### Task to complete
Where does the word "impl" show up in the records? Copy every line that has it.

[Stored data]
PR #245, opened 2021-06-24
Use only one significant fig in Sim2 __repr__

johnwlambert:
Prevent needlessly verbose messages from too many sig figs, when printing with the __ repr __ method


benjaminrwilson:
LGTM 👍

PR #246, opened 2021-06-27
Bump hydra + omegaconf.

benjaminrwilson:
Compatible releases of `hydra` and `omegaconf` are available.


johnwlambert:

---

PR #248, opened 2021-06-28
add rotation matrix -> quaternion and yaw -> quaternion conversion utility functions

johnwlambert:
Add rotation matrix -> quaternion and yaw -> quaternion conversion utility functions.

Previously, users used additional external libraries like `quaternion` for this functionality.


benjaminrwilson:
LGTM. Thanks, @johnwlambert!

==

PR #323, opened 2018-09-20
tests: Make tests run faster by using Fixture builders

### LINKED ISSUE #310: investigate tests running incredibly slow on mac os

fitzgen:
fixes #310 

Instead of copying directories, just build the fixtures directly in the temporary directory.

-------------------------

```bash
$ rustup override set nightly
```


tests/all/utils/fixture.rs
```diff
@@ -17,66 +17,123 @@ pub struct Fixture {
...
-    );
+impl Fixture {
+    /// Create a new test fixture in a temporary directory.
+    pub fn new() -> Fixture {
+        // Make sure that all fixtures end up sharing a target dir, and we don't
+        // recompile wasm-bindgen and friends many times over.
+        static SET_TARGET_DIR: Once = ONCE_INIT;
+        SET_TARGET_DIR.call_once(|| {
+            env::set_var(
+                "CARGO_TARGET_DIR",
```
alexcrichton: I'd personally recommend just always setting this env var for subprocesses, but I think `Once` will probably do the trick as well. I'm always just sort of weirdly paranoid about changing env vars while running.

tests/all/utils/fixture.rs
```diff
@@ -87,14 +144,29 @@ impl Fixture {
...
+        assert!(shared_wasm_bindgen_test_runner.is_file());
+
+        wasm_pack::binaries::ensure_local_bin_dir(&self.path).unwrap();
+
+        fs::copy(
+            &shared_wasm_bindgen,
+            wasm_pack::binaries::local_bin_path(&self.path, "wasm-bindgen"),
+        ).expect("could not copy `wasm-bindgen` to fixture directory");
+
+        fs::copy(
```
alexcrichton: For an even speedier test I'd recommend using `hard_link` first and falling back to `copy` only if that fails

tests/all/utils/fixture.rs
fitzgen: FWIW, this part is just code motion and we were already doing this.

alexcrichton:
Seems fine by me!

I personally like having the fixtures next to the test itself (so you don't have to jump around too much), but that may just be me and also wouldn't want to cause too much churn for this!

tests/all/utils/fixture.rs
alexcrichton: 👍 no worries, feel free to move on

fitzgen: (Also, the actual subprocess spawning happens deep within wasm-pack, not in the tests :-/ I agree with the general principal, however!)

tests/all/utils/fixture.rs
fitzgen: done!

### Task result
+impl Fixture {
@@ -87,14 +144,29 @@ impl Fixture {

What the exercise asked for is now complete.